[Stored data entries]

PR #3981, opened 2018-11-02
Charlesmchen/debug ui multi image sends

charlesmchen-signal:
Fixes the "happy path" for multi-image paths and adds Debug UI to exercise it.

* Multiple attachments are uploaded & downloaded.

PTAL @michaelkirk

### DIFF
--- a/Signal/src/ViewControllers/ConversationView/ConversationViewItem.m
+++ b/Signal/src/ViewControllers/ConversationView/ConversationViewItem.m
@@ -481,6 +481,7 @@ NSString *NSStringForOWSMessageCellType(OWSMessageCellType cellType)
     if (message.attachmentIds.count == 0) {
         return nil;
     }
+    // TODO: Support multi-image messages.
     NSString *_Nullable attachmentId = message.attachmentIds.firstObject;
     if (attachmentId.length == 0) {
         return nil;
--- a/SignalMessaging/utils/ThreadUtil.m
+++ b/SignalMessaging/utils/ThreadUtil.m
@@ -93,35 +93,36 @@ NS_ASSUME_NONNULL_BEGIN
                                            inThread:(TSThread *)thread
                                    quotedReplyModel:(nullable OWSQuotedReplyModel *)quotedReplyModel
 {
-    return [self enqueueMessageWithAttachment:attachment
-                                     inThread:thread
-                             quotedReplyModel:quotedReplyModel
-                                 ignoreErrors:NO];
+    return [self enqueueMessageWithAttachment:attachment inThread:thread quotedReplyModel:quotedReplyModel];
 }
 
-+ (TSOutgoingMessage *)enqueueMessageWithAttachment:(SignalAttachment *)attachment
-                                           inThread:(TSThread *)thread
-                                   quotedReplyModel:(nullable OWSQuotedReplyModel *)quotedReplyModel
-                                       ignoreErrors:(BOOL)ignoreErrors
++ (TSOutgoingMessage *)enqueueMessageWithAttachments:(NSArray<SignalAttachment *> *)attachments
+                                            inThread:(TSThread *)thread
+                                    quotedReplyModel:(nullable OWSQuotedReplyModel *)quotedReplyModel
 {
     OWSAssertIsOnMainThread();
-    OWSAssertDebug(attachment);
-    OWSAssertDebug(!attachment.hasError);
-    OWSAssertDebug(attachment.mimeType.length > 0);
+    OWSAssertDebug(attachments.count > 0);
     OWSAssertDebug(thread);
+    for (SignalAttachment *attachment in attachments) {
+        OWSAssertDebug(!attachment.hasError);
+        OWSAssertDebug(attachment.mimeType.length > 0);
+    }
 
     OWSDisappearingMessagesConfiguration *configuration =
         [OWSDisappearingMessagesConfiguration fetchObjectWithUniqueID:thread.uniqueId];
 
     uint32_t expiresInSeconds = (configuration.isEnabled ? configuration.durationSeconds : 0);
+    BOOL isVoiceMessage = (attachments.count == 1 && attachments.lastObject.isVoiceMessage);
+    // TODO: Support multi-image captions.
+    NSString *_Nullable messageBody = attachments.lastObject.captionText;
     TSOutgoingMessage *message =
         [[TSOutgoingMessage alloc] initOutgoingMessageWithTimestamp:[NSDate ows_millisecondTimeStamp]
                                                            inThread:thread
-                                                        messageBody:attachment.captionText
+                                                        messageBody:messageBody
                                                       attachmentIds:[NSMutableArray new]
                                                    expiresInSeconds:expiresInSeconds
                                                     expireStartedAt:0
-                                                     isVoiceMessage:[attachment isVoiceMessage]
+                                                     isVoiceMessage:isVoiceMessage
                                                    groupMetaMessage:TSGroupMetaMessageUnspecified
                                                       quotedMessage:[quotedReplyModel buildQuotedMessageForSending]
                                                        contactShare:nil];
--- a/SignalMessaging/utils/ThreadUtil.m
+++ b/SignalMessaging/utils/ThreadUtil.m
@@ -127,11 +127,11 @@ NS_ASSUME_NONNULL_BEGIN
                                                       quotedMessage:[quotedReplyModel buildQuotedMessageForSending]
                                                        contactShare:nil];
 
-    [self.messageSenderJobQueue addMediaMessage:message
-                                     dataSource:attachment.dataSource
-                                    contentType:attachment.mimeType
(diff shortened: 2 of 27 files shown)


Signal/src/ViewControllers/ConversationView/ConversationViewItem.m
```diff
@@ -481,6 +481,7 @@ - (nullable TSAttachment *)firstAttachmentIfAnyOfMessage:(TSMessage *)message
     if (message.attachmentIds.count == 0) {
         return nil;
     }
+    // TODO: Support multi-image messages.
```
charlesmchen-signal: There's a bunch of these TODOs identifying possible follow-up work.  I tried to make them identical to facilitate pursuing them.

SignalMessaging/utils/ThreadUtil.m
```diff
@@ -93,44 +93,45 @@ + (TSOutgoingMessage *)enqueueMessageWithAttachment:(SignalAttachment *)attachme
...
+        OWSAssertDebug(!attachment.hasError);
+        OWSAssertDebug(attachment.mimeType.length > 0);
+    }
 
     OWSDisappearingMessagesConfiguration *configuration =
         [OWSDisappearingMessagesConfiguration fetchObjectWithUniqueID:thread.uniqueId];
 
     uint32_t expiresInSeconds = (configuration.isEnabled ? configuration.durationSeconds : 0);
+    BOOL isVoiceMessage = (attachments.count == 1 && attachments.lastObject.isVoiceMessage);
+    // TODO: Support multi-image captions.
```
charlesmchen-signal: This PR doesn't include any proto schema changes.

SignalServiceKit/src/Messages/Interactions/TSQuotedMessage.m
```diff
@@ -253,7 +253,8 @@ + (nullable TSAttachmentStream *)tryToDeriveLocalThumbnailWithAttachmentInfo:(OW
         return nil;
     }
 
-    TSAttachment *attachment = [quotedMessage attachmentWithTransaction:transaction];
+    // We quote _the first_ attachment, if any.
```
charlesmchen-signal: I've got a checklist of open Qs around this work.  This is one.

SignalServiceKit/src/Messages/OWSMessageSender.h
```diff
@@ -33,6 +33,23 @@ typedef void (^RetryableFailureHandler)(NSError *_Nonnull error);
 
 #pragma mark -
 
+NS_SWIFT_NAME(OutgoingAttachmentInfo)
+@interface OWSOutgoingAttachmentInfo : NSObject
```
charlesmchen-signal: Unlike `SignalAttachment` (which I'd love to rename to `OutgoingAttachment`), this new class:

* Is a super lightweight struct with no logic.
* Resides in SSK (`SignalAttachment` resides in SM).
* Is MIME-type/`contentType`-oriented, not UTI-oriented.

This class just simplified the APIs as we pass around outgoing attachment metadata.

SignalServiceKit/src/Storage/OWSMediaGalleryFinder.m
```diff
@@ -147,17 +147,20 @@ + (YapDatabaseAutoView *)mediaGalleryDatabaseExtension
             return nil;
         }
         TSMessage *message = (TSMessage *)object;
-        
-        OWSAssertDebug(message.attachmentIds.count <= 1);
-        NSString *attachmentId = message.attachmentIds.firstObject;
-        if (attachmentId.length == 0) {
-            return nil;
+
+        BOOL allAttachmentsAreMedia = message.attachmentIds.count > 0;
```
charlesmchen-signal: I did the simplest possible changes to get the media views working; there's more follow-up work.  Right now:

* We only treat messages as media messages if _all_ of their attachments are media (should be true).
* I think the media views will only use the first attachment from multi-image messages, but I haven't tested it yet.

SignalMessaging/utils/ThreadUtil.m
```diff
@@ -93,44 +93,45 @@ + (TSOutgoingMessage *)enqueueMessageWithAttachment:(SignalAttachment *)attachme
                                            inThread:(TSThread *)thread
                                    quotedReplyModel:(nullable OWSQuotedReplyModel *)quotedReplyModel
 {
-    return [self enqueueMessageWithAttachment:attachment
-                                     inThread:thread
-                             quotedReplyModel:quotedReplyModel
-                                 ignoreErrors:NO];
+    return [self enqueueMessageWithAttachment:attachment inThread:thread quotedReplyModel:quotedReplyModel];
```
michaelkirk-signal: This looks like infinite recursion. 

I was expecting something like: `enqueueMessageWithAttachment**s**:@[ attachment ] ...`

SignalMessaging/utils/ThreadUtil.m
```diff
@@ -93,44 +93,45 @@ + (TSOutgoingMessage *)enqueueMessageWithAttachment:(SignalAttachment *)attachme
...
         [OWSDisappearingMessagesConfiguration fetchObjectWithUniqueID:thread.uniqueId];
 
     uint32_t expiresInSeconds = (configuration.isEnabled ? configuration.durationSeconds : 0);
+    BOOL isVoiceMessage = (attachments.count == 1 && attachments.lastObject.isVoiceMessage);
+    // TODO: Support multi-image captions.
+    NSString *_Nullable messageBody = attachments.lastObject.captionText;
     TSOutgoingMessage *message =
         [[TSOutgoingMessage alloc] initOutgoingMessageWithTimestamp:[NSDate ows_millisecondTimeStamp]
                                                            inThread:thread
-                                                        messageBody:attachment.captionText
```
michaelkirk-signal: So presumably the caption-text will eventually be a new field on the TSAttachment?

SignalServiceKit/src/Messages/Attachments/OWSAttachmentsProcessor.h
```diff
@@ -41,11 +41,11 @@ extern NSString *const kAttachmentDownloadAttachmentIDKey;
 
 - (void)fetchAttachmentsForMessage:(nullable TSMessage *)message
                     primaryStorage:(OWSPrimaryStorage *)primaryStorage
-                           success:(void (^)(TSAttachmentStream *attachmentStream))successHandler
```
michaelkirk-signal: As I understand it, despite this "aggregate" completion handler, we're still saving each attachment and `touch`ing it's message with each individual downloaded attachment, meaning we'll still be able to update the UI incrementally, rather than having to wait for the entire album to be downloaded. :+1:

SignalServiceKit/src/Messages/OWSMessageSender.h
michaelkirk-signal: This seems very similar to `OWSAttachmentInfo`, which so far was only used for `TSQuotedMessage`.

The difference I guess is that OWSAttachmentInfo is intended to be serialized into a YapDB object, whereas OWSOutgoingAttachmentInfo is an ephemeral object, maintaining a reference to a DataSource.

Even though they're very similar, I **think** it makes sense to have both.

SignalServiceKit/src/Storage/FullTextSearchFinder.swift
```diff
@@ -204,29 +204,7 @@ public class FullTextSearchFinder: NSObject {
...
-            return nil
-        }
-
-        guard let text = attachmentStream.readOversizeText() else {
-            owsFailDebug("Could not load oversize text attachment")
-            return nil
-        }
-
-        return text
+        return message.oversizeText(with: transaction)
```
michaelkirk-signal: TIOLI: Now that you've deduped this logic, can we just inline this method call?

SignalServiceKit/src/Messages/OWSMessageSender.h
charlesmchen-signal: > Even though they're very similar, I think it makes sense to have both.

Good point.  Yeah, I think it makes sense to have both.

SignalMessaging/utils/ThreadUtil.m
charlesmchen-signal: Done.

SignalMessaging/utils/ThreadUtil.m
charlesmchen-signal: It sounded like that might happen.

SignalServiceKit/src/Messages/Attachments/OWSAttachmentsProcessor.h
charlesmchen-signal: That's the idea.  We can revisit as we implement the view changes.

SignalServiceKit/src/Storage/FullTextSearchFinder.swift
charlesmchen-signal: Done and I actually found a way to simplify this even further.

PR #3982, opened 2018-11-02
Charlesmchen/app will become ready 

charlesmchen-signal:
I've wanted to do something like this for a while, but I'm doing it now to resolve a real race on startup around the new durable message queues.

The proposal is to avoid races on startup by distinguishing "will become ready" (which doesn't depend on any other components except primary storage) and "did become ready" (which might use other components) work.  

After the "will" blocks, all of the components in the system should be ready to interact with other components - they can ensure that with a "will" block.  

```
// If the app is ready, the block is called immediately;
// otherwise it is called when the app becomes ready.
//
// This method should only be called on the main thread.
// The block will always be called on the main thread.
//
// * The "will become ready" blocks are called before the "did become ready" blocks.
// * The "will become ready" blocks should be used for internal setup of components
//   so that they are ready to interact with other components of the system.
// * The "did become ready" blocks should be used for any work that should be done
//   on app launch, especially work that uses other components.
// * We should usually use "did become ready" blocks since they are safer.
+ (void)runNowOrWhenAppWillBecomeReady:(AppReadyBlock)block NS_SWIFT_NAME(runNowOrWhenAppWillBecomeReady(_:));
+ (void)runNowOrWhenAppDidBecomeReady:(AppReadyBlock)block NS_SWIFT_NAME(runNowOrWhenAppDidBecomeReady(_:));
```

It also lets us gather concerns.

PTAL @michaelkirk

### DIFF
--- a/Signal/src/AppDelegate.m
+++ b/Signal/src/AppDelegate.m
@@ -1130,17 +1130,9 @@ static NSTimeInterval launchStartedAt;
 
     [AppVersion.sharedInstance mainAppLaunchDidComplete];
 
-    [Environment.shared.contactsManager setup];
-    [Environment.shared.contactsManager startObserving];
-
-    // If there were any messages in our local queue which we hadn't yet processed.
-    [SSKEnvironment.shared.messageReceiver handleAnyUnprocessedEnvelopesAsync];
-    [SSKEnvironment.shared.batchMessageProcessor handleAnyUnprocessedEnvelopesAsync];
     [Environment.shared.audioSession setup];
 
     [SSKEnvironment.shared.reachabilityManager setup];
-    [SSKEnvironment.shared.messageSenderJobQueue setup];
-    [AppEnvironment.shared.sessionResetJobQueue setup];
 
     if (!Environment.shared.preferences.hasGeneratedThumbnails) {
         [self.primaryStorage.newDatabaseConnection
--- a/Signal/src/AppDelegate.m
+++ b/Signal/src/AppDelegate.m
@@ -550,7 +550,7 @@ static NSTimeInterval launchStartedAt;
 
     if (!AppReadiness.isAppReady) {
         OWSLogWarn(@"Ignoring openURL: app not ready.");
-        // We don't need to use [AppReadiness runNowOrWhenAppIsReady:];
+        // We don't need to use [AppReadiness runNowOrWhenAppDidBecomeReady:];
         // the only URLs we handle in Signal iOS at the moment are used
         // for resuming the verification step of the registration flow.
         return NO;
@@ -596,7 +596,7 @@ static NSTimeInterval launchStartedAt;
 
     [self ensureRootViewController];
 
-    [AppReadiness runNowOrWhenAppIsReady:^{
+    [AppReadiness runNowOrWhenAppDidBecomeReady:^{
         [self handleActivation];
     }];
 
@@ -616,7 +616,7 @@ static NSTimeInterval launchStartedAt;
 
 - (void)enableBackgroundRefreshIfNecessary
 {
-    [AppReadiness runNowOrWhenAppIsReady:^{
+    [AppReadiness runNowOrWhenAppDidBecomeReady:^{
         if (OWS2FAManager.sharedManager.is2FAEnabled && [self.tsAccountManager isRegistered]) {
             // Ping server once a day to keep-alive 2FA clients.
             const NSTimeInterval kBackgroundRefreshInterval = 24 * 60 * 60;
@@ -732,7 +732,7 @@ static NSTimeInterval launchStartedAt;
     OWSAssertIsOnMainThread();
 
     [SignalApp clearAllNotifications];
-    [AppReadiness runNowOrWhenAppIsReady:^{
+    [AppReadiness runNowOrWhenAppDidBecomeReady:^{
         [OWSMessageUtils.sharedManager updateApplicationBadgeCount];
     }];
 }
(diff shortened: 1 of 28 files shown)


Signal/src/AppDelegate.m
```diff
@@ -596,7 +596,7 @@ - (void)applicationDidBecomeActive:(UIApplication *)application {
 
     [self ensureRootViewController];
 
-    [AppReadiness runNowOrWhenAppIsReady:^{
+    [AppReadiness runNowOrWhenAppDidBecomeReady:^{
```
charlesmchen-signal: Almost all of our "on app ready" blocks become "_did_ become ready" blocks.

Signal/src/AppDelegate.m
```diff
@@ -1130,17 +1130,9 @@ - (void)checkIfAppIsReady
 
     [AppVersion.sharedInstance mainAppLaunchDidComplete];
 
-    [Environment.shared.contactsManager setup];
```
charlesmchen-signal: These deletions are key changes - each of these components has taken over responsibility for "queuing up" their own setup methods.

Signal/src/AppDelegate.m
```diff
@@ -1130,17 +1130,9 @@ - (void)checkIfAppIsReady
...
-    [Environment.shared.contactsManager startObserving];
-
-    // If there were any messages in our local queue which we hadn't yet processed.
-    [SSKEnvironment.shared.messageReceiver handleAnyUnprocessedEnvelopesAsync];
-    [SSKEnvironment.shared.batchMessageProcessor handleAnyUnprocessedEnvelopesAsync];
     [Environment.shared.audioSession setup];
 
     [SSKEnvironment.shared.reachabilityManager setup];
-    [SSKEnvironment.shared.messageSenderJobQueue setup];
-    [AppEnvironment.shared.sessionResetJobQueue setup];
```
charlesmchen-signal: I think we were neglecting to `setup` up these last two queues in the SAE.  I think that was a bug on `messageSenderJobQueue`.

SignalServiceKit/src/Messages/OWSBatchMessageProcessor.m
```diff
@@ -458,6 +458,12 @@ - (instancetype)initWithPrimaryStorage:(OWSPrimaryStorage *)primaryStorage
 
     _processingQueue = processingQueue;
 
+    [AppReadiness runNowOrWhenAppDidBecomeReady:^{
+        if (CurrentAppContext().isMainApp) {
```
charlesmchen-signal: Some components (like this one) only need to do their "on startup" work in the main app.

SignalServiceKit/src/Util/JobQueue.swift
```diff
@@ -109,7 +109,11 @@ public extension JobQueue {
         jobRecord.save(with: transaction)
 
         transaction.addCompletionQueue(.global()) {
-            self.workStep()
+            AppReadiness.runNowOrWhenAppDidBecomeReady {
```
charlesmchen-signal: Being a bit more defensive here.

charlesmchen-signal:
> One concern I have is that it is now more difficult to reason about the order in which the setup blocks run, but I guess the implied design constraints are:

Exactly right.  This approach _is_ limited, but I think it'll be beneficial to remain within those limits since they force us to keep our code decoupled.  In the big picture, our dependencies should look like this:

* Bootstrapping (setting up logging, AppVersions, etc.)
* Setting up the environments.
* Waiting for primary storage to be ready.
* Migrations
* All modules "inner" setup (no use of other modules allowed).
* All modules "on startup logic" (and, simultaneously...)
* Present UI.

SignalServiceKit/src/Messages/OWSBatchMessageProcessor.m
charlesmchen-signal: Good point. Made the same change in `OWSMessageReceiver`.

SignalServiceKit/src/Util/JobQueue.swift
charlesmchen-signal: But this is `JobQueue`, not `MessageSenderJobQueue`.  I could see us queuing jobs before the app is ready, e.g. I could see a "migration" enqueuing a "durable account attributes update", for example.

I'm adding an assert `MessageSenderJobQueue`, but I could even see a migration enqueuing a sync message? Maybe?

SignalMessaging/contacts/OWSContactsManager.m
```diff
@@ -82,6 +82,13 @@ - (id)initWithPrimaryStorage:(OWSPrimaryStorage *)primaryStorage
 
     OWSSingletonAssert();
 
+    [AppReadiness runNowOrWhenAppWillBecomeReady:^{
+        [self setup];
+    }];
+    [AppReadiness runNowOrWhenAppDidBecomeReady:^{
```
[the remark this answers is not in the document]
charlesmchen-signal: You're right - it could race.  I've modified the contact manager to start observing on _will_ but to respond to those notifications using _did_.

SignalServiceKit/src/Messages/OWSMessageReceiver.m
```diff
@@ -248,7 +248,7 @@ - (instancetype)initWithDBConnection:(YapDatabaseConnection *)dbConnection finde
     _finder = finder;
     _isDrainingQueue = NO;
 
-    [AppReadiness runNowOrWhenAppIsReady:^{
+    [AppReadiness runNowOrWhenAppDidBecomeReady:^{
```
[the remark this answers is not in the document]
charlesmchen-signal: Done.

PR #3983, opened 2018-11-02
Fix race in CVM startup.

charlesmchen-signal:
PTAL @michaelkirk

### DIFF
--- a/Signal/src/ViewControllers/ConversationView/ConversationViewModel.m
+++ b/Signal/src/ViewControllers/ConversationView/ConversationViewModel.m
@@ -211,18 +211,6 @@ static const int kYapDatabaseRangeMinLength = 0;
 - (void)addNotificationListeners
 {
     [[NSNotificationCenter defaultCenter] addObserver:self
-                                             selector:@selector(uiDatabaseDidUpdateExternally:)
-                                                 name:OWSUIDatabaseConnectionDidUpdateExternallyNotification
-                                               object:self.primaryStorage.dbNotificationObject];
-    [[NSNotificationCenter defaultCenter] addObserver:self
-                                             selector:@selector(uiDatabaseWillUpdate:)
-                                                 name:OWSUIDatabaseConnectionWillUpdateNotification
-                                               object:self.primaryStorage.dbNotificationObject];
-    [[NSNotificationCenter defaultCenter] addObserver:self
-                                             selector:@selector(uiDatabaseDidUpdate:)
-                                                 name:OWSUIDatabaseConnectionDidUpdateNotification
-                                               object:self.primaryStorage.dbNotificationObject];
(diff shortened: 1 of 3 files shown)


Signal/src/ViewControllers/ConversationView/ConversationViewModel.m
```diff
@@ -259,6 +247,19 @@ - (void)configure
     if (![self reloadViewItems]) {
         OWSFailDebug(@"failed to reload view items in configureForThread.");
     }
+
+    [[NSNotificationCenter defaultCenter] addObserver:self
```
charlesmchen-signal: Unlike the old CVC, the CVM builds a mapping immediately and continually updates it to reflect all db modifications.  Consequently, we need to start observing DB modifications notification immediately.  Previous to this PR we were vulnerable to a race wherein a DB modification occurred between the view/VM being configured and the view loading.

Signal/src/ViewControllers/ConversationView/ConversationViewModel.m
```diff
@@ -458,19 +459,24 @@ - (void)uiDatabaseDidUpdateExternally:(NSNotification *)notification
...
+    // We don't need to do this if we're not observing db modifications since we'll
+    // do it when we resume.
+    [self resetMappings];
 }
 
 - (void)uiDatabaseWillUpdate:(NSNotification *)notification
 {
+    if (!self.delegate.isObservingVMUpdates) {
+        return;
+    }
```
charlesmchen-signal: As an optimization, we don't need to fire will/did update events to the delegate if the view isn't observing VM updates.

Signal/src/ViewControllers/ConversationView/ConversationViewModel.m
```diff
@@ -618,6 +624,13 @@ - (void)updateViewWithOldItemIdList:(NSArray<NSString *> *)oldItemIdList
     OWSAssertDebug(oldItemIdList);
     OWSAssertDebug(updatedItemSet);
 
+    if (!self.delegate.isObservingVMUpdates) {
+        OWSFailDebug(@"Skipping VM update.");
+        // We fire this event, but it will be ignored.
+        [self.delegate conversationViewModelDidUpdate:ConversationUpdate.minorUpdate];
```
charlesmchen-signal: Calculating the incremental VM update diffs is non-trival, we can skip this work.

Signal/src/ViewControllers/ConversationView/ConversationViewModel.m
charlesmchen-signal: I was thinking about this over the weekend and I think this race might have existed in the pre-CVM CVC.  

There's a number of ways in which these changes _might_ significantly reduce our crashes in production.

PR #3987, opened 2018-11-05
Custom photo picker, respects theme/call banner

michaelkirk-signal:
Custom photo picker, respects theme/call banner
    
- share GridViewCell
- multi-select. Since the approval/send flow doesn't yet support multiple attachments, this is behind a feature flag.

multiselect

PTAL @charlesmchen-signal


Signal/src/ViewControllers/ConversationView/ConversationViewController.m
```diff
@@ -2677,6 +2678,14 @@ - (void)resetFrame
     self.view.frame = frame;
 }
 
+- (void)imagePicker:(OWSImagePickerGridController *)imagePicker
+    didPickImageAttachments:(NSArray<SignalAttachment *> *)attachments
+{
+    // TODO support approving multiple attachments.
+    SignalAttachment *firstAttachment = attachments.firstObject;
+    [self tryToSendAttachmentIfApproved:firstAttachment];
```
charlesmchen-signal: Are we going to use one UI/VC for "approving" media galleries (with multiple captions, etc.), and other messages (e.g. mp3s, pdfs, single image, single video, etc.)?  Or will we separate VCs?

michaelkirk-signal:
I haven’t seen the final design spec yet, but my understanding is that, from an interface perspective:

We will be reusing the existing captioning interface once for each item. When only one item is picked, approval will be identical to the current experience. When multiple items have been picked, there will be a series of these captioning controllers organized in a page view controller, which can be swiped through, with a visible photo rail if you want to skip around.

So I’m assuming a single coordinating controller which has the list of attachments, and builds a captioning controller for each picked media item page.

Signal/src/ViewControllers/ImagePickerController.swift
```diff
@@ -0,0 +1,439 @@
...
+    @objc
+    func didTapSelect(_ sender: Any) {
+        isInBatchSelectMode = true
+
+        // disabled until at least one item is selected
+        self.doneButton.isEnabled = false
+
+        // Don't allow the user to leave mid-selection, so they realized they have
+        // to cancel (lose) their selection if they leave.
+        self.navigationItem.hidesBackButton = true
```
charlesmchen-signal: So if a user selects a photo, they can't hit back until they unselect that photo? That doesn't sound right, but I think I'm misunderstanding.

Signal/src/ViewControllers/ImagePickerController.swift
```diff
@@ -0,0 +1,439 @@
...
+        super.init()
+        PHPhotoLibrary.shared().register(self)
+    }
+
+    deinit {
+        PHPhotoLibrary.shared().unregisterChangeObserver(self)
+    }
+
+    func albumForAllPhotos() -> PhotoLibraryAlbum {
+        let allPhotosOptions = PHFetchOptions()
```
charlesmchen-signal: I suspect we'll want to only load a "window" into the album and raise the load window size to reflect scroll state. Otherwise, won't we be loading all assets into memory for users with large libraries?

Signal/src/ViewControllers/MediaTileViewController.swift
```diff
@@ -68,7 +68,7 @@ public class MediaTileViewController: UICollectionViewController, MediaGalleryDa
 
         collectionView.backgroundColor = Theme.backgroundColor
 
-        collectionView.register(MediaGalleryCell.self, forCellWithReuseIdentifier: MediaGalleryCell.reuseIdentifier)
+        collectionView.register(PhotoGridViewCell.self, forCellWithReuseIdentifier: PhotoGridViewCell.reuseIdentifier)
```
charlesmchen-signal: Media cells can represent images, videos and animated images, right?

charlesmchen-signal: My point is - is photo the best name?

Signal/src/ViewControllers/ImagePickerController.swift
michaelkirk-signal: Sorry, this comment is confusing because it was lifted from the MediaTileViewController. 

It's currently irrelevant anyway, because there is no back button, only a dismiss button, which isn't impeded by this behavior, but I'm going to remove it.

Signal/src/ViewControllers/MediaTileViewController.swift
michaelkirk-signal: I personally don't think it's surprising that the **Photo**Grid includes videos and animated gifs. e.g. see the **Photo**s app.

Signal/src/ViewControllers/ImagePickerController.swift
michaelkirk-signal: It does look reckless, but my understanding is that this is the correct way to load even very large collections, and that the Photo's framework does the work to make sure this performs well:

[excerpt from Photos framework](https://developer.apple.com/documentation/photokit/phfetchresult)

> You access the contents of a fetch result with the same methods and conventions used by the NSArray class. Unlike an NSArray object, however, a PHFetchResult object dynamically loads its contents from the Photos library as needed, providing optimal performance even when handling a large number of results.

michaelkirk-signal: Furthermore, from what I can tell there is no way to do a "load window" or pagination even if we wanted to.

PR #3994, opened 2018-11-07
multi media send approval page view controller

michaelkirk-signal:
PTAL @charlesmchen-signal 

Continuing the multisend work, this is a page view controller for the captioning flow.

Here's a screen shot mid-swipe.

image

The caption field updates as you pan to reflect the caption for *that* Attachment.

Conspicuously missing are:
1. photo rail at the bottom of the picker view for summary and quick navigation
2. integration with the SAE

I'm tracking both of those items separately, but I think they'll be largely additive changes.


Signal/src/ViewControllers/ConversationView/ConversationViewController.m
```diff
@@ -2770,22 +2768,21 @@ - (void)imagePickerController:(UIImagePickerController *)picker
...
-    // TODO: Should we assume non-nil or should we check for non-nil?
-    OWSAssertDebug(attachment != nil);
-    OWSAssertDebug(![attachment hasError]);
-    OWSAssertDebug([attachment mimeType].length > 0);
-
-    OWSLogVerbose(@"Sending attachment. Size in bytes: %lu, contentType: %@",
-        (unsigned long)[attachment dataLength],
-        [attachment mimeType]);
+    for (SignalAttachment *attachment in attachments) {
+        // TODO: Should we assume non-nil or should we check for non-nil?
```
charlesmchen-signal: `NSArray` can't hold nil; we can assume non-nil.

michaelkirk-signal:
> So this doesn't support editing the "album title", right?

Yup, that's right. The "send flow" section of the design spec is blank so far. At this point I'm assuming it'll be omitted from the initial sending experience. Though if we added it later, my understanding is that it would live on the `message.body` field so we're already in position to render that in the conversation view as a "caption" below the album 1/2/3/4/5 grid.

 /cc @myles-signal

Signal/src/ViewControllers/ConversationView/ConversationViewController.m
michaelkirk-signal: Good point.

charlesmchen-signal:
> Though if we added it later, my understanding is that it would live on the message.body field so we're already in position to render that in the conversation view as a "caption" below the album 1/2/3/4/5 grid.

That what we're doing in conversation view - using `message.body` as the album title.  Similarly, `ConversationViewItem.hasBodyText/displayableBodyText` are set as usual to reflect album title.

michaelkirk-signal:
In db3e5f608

### TASK BRIEF
From the data, list each line in which the string "public" appears.

### ANSWER SPACE
@@ -204,29 +204,7 @@ public class FullTextSearchFinder: NSObject {
@@ -109,7 +109,11 @@ public extension JobQueue {
@@ -68,7 +68,7 @@ public class MediaTileViewController: UICollectionViewController, MediaGalleryDa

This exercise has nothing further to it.